Data entries
§ §

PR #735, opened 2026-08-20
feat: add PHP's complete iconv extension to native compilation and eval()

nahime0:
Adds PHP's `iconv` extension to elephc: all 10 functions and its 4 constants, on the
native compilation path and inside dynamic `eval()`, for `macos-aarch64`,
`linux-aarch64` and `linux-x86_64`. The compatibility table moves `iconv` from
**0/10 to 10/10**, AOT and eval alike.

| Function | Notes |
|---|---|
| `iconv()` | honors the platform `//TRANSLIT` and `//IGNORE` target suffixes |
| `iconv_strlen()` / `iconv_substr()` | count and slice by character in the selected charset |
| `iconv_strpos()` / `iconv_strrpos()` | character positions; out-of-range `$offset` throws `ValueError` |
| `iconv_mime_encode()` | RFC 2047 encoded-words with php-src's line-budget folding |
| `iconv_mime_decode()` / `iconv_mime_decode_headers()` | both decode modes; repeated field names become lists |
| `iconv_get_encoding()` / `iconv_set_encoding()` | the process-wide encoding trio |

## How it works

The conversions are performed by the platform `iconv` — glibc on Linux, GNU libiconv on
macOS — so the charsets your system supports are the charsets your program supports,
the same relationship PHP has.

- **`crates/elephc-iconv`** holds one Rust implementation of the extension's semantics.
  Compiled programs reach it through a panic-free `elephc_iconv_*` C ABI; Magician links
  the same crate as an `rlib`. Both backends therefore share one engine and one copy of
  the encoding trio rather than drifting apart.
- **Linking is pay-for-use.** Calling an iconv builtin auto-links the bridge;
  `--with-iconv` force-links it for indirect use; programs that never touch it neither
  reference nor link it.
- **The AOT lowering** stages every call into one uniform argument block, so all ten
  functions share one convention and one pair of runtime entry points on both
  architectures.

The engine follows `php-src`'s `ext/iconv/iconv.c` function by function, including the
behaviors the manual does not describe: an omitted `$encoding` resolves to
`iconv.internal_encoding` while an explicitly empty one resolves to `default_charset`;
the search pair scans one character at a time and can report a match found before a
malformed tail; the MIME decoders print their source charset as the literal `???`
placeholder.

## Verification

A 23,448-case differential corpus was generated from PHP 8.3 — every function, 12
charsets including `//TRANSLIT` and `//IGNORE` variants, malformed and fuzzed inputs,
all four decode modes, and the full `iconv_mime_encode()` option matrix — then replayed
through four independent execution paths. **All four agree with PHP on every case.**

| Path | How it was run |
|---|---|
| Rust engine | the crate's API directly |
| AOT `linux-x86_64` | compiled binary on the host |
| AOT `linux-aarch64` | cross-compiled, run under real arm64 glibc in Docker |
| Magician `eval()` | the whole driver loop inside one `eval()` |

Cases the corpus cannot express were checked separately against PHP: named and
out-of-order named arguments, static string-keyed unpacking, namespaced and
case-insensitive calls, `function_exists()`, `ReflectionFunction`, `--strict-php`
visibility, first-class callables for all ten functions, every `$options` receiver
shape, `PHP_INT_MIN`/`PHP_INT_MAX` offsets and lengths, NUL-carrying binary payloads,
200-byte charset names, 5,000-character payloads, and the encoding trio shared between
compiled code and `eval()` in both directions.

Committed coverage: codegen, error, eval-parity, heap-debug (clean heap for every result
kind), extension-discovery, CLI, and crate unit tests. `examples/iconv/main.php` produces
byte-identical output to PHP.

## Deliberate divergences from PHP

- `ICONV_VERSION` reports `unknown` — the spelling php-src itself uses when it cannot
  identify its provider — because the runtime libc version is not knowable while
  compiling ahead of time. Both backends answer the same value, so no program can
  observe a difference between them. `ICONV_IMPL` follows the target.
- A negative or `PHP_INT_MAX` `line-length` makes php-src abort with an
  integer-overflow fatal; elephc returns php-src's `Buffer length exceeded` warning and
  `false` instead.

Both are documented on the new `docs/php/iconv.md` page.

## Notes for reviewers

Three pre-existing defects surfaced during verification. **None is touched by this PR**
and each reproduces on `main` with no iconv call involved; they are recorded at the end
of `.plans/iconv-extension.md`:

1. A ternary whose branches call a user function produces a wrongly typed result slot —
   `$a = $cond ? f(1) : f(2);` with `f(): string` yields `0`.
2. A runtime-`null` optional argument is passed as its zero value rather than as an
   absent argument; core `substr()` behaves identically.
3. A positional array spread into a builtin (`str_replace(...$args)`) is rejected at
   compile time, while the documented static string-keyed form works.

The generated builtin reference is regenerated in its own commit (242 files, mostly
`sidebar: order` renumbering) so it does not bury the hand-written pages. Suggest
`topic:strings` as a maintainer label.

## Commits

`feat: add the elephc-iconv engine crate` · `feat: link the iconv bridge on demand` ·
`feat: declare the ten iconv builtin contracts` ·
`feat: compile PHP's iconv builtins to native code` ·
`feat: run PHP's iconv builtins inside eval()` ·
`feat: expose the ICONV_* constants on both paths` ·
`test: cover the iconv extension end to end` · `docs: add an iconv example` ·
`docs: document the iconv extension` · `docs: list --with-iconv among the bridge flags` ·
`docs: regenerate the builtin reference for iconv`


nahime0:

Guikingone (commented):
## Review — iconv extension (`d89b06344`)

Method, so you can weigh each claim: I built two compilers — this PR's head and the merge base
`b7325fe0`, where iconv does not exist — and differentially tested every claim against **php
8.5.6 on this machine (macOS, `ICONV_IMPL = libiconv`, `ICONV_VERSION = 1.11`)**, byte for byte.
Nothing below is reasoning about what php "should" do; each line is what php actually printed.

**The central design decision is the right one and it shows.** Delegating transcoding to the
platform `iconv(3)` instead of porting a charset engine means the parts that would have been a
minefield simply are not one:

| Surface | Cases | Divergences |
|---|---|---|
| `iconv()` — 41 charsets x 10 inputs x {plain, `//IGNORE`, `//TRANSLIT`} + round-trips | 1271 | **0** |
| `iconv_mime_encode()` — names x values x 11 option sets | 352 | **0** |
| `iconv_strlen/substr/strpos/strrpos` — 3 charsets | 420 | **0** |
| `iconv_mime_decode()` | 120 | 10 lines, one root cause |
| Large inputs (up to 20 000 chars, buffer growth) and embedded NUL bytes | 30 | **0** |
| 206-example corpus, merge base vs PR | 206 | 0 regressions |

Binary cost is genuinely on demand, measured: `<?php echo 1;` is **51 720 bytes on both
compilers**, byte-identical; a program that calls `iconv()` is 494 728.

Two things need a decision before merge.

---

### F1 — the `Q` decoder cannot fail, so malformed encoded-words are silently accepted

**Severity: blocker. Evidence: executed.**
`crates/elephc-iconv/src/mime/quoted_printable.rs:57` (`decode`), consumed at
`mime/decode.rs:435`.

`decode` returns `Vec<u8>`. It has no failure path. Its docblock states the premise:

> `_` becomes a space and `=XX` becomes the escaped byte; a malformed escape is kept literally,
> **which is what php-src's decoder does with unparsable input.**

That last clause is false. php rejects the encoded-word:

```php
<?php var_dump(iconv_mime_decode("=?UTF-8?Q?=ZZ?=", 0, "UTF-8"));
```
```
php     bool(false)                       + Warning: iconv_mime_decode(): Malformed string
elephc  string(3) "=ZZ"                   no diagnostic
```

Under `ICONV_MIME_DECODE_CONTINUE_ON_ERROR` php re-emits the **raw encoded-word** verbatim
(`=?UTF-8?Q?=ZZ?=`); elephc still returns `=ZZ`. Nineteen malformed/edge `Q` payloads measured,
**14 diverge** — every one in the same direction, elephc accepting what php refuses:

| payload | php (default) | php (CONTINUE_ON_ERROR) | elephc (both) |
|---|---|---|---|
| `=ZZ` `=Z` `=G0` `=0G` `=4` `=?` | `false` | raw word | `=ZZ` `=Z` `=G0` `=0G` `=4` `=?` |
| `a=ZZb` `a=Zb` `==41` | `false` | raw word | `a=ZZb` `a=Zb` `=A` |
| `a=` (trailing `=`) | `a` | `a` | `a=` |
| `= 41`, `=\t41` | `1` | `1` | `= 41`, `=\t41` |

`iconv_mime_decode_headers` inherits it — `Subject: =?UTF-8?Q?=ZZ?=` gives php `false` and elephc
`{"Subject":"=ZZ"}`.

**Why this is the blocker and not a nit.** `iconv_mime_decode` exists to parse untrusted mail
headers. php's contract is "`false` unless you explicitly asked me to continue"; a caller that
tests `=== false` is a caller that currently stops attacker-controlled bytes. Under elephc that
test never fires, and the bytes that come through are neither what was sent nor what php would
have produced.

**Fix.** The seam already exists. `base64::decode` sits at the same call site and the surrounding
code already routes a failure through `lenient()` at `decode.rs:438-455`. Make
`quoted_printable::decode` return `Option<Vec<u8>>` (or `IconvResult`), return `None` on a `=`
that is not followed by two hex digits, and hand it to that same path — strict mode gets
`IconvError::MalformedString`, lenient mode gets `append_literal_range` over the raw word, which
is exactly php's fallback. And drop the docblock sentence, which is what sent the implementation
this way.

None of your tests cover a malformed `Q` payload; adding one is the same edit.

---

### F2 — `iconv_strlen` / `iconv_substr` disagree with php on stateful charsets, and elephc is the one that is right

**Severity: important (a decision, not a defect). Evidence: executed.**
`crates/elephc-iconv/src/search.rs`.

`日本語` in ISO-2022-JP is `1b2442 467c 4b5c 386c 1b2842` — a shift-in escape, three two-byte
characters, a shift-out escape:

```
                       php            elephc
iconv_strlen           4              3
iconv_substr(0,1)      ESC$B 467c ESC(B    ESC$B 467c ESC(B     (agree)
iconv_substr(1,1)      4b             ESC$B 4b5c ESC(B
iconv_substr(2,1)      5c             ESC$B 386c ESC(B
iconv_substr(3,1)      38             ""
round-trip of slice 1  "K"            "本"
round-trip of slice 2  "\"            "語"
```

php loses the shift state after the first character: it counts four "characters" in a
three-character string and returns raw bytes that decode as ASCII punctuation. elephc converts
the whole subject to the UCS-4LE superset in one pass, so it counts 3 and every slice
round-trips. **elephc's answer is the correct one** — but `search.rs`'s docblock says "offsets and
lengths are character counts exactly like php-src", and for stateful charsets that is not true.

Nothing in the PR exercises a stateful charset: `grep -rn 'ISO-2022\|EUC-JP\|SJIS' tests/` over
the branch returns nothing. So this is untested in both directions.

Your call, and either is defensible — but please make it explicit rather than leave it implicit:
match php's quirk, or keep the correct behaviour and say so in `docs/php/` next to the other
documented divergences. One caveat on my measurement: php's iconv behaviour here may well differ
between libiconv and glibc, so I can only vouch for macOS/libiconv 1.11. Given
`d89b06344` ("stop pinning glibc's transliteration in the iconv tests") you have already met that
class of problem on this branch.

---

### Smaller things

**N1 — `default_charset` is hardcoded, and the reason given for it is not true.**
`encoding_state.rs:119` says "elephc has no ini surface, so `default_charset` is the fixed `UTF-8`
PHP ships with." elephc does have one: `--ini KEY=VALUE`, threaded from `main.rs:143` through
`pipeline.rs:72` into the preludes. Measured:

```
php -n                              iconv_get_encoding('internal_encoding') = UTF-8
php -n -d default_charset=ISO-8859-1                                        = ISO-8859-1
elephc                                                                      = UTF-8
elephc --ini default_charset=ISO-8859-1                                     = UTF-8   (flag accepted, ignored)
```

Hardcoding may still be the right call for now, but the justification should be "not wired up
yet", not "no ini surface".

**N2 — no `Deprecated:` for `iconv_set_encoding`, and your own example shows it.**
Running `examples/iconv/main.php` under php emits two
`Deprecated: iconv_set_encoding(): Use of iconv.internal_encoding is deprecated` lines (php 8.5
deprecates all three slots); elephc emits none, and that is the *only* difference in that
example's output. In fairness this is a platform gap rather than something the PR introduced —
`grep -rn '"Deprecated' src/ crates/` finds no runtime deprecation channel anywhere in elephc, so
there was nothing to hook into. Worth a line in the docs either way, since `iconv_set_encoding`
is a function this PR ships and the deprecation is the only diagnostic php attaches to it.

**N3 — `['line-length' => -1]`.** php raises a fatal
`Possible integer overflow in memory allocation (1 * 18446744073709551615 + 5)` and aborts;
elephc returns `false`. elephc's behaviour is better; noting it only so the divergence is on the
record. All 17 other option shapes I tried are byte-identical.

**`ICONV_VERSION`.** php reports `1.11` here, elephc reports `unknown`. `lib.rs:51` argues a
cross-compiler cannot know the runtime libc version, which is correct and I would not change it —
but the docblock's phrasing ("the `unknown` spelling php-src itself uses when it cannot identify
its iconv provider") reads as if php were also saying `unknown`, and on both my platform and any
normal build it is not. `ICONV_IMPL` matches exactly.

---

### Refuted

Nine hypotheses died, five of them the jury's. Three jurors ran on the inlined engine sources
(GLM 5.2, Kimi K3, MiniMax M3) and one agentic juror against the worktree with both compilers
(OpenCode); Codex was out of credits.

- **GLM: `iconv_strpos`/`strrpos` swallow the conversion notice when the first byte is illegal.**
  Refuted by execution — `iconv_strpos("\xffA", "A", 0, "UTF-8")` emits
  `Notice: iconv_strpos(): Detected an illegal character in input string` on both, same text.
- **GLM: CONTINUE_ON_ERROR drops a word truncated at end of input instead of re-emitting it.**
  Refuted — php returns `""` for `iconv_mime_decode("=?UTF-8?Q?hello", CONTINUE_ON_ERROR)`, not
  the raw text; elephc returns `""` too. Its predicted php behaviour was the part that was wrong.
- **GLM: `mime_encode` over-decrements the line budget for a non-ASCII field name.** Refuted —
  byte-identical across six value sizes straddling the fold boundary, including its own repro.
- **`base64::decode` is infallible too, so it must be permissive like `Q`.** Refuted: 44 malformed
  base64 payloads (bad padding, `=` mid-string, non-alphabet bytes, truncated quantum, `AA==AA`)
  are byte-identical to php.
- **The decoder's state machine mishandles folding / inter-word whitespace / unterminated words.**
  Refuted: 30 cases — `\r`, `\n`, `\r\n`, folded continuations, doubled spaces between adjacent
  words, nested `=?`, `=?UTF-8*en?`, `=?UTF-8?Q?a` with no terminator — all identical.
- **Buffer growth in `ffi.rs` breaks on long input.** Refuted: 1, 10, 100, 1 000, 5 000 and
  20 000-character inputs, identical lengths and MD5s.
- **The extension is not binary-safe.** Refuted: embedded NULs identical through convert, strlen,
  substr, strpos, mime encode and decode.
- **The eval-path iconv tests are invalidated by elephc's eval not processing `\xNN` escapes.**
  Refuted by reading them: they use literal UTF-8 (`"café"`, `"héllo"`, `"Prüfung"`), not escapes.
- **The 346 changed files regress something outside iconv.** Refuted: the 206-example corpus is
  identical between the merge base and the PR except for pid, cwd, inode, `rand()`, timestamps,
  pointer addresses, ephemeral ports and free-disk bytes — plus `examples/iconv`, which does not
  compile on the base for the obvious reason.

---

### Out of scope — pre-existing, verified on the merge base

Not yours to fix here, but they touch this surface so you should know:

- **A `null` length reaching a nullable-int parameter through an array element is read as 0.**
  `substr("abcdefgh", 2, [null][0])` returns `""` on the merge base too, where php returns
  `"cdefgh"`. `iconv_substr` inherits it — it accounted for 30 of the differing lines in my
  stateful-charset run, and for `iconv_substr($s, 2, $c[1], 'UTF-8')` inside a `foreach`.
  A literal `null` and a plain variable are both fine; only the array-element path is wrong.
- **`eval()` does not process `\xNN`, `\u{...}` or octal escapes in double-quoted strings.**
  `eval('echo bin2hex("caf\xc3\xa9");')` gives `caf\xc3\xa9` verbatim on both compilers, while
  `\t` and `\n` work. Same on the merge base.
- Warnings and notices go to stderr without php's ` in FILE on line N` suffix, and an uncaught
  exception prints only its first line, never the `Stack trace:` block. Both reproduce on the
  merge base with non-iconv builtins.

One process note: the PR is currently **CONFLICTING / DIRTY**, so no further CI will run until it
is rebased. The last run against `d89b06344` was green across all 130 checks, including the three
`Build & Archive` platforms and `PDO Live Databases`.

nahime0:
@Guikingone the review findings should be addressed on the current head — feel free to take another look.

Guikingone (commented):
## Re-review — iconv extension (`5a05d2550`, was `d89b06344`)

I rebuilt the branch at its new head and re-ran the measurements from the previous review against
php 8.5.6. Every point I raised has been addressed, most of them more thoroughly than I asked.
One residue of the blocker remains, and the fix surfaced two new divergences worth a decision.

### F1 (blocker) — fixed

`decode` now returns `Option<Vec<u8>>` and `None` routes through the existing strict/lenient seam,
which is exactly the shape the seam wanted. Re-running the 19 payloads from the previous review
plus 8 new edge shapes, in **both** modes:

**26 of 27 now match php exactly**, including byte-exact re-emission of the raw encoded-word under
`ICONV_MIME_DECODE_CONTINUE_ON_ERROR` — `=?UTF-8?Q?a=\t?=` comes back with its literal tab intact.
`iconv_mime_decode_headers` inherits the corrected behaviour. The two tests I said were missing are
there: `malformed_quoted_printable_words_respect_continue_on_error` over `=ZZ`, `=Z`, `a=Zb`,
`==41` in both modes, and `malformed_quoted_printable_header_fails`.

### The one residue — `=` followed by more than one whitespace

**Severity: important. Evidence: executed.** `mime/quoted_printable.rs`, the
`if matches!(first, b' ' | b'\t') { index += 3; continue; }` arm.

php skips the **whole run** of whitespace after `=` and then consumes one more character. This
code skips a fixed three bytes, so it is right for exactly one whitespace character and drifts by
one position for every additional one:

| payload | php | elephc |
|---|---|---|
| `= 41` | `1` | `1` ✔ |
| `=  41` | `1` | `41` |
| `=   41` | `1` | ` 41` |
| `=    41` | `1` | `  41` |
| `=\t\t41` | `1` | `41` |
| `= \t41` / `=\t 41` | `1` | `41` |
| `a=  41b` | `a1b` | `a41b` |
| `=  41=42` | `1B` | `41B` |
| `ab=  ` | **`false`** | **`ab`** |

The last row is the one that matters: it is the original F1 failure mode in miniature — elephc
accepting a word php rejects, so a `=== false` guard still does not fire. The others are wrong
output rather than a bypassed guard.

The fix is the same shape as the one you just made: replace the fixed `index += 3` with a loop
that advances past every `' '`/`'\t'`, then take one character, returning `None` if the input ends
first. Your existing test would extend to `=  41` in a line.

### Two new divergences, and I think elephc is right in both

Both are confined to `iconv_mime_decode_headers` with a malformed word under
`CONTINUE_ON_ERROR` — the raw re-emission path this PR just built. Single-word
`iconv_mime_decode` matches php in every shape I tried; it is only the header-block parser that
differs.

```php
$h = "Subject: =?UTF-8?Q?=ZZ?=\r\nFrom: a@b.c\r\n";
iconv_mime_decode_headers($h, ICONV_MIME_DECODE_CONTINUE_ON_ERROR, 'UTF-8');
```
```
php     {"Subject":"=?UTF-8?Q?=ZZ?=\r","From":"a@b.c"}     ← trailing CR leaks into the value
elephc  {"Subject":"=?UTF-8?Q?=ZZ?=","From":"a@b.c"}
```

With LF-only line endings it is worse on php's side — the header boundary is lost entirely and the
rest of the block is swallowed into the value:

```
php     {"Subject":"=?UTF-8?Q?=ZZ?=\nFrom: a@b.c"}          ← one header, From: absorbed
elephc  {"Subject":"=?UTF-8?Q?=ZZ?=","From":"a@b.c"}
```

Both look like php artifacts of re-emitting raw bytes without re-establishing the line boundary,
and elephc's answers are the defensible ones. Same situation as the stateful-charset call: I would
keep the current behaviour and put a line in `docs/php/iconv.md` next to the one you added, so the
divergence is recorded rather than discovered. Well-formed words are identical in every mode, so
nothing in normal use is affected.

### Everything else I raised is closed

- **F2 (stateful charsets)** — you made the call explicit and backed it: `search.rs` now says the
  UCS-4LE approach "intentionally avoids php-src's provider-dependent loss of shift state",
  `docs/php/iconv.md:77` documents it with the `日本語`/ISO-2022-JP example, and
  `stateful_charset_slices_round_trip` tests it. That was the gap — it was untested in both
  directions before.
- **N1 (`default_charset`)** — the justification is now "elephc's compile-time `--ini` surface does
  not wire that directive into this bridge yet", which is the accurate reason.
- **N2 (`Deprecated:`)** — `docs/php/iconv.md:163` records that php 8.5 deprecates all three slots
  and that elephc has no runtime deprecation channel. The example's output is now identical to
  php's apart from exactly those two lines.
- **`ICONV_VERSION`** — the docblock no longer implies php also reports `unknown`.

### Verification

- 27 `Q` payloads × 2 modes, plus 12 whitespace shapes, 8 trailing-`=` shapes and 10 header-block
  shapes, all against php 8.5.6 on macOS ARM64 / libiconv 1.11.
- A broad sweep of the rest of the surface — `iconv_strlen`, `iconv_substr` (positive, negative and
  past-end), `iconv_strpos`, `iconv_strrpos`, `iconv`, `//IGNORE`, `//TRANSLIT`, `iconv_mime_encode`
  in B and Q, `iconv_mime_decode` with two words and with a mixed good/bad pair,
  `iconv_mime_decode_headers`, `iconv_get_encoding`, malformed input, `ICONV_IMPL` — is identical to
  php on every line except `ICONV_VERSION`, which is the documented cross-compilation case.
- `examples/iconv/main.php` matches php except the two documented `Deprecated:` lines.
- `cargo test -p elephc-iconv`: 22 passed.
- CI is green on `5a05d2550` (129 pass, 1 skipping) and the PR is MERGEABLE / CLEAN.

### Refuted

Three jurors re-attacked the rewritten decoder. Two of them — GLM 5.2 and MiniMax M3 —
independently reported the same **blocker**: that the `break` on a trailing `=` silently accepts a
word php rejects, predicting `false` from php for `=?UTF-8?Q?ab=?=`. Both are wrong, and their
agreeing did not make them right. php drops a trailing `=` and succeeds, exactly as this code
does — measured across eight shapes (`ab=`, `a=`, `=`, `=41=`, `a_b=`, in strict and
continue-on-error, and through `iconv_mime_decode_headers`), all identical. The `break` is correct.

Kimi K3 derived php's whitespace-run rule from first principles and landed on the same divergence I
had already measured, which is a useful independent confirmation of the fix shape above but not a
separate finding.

§ §

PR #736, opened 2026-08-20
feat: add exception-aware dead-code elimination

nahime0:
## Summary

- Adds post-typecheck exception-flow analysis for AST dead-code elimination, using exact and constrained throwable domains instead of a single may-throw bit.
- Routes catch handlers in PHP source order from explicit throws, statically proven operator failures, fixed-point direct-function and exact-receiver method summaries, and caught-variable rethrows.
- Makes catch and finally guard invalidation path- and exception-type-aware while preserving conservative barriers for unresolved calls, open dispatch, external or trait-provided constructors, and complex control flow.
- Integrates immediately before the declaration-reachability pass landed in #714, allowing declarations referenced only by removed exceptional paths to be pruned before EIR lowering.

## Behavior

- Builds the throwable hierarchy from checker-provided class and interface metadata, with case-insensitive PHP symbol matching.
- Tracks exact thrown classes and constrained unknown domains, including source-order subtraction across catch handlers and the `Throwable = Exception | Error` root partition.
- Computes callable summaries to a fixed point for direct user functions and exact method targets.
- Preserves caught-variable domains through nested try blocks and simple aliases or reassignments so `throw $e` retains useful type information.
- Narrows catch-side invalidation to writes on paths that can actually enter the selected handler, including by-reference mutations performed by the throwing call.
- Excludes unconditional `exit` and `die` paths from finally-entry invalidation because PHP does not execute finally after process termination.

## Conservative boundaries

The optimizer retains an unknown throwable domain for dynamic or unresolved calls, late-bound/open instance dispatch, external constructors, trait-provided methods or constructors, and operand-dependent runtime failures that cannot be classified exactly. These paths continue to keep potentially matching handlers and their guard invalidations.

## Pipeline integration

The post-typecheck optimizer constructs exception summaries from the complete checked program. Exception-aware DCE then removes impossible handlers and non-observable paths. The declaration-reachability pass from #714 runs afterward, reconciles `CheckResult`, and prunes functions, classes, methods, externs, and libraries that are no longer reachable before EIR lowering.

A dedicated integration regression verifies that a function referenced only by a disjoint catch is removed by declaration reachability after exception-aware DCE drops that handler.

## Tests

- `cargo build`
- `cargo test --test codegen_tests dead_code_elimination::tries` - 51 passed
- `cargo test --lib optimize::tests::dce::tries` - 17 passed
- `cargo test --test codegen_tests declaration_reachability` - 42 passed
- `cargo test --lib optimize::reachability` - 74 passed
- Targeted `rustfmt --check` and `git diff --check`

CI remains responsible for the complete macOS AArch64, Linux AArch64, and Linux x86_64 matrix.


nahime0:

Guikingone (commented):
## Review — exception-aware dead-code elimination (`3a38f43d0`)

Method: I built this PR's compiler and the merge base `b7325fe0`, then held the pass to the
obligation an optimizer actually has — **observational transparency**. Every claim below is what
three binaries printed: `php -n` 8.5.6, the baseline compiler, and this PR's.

§ §

## TASK DIRECTIONS
Print, without alteration, only the lines above between the one holding "0 regressions |" and the one holding "### F1 — the", inclusive.

## ANSWER TO THE PROBLEM
| 206-example corpus, merge base vs PR | 206 | 0 regressions |

Binary cost is genuinely on demand, measured: `<?php echo 1;` is **51 720 bytes on both
compilers**, byte-identical; a program that calls `iconv()` is 494 728.

Two things need a decision before merge.

---

### F1 — the `Q` decoder cannot fail, so malformed encoded-words are silently accepted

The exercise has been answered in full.